New Delhi: The motion to introduce a private member's bill seeking to set up a panel for the preparing the Uniform Civil Code was adopted in the Rajya Sabha on Friday. The controversial bill titled 'The Uniform Civil Code in India Bill, 2020' was introduced in the Upper House of the Parliament by BJP MP Kirodi Lal Meena amid strong protest by opposition parties.
Meena moved for leave of the House to introduce the Bill which will provide for the formation of the national inspection and investigation committee for chalking out the Uniform Civil Code and implementing it across the country.
The move drew loud protests from the opposition parties including the Congress, CPI, CPI(M), Trinamool Congress who alleged that the introduction of the bill will destroy the social fabric and the unity in diversity prevalent in the country.
"We have a private members' Bill that is totally unconstitutional, unethical, anti-secular.
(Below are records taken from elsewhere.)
Issue #132, opened 2021-01-03
Feature::field should return Result<Option<FieldValue>>


dead10ck:
Currently, [`Feature::field`](https://github.com/georust/gdal/blob/fb85a0cd26b12fa1480321293296212df857fcc1/src/vector/feature.rs#L70) returns `Result<FieldValue>`, but fields can be null. When this is the case, the default value for the `FieldValue` variant is returned. This makes it difficult to distinguish e.g. a legitimate Integer 0 value from the absence of a value.

I am not very familiar with the GDAL lib, but just taking a quick one through, it looks like maybe the `OGR_F_IsFieldNull` function could be used to see if a field is null first, and if so, return `None`.

PR #134, opened 2021-01-03
Feature::field returns Result<Option<FieldValue>>

dead10ck:
Fixes https://github.com/georust/gdal/issues/132

### DIFF
--- a/CHANGES.md
+++ b/CHANGES.md
@@ -1,5 +1,37 @@
 # Changes
+
 ## Unreleased
+* **Breaking**: Change `Feature::field` return type from
+  `Result<FieldValue>` to `Result<Option<FieldValue>>`. Fields
+  can be null. Before this change, if a field was null, the value
+  returned was the default value for the underlying type.
+  However, this made it impossible to distinguish between null
+  fields and legitimate values which happen to be default value,
+  for example, an Integer field that is absent (null) from a 0,
+  which can be a valid value. After this change, if a field is
+  null, `None` is returned, rather than the default value.
+
+  If you happened to rely on this behavior, you can fix your code
+  by explicitly choosing a default value when the field is null.
+  For example, if you had this before:
+
+  ```rust
+  let str_var = feature.field("string_field")?
+      .into_string()
+      .unwrap();
+  ```
+
+  You could maintain the old behavior with:
+
+  ```rust
+  use gdal::vector::FieldValue;
+
+  let str_var = feature.field("string_field")?
+      .unwrap_or(FieldValue::StringValue("".into()))
+      .into_string()
+      .unwrap();
+  ```
+    * <https://github.com/georust/gdal/pull/134>
 * Add basic support to read overviews
 * BREAKING: update geo-types to 0.7.0. geo-types Coordinate<T> now implement `Debug`
   * <https://github.com/georust/gdal/pull/146>
--- a/examples/read_write_ogr.rs
+++ b/examples/read_write_ogr.rs
@@ -15,9 +15,10 @@ fn run() -> Result<()> {
         .collect::<Vec<_>>();
 
     // Create a new dataset:
-    let _ = fs::remove_file("/tmp/abcde.shp");
+    let path = std::env::temp_dir().join("abcde.shp");
+    let _ = fs::remove_file(&path);
     let drv = Driver::get("ESRI Shapefile")?;
-    let mut ds = drv.create_vector_only("/tmp/abcde.shp")?;
+    let mut ds = drv.create_vector_only(path.to_str().unwrap())?;
     let lyr = ds.create_layer_blank()?;
 
     // Copy the origin layer shema to the destination layer:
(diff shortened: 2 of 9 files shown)


michaelkirk:
This seems like a useful change, though it's likely to break a lot of existing code right? Maybe worth a note in CHANGES.md to help people migrating?

dead10ck:
Yes, it's likely to break a lot of code. I do think it's beneficial, however. I myself thought of this because I found myself writing code like

```rust
fn get_property_string(
    key: &str,
    feature: &mut gdal::vector::Feature,
) -> Result<Option<String>, Box<dyn Error + Send + Sync>> {
    let s: String = feature
        .field(key)?
        .into_string()
        .ok_or(format!("missing key: {}", key))?;

    if &s[..] == "" {
        Ok(None)
    } else {
        Ok(Some(s))
    }
}
```

to get around it. This just so happened to work for me, but I imagine there are use cases where `0` and `""` are valid values that need to be distinguished from null.

I'll add a note to the change log.

CHANGES.md
```diff
@@ -1,4 +1,16 @@
...
+
+## Unreleased
+* Change `Feature::field` return type from `Result<FieldValue>` to
+  `Result<Option<FieldValue>>`. Fields can be null. Before this change, if a
+  field was null, the value returned was the default value for the underlying
+  type. However, this made it impossible to distinguish between null fields and
+  legitimate values which happen to be default value, for example, an Integer
+  field that is absent (null) from a 0, which can be a valid value. After this
+  change, if a field is null, `None` is returned, rather than the default
+  value.
```
michaelkirk, line 11: Are there likely to be people for whom the old behavior, of getting the default value, is desirable?

If so, after this change, how will they restore that behavior?
Will they need to use snippets like: `.unwrap_or_default(0)` `. unwrap_or_default("")`? or is there a way to say something like "field.default_value()"?

michaelkirk: (To be clear, I think your change is good overall, just trying to think of any pain we can save a minority of people)

dead10ck: Yes, that's right, if they had `dataset.field("some_field")?.into_int()` before, they could do `dataset.field("some_field")?.unwrap_or(FieldValue::Integer(0)).into_int()`. Although it would surprise me what kind of use case there would be where people wouldn't be surprised by nulls turning into `0` or `""`. Probably the more likely case is people aren't aware that nulls silently get turned into real values.

michaelkirk: > Probably the more likely case is people aren't aware that nulls silently get turned into real values.

Yeah, that seems likely. :+1:

> it would surprise me what kind of use case there would be where people wouldn't be surprised by nulls turning into 0 or "".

It is being introduced as a private member's Bill by an indulgent government to test the waters in a very dangerous game. This is brinkmanship," Jawhar Sircar of the Trinamool Congress said."There is still time to refrain from making demonstrations of a temporary majority and inflict one sided opinion on a very secular and plural India," he added.
MDMK MP Vaiko accused the ruling dispensation of "implementing one after another agenda of the RSS and BJP" and said,"They have finished Kashmir. Now they have come to common civil code." He said it is leading towards "disaster of the country and its disintegration and minority people are terribly hurt".
Abdul Wahab of Indian Union Muslim League (IUML) said the Bill has been attempted to be introduced many times in the past and "this is a sort of provocation deliberately the BJP" and asserted that the uniform civil code cannot be implemented in India.
Leader of the House, Piyush Goyal objected to the allegations of the Opposition members. "It is a legitimate right of a member to raise an issue, which is a directive principle of the Constitution...Let this subject be debated in the House. At this stage to cast aspersion on the government, to use the names of the very members of the constituent assembly to try to criticise at the introduction stage is uncalled for," he said.
Manoj Kumar Jha of the RJD said when the Bill came for introduction on many occasions earlier, the BJP requested Meena not to proceed further and good sense prevailed then. "I am witness to six such occasions. What has changed I don't know," he said, adding at a time when cities, villages and families have been "divided", if such Bill was brought it would further divide the country.
As the Opposition demanded withdrawal of the Bill, Rajya Sabha chairman Jagdeep Dhankhar called for division following which and the motion for introduction of the Bill was passed with 63 votes in favor and 23 against it. However, Meena later said that the he will not introduce the Bill today.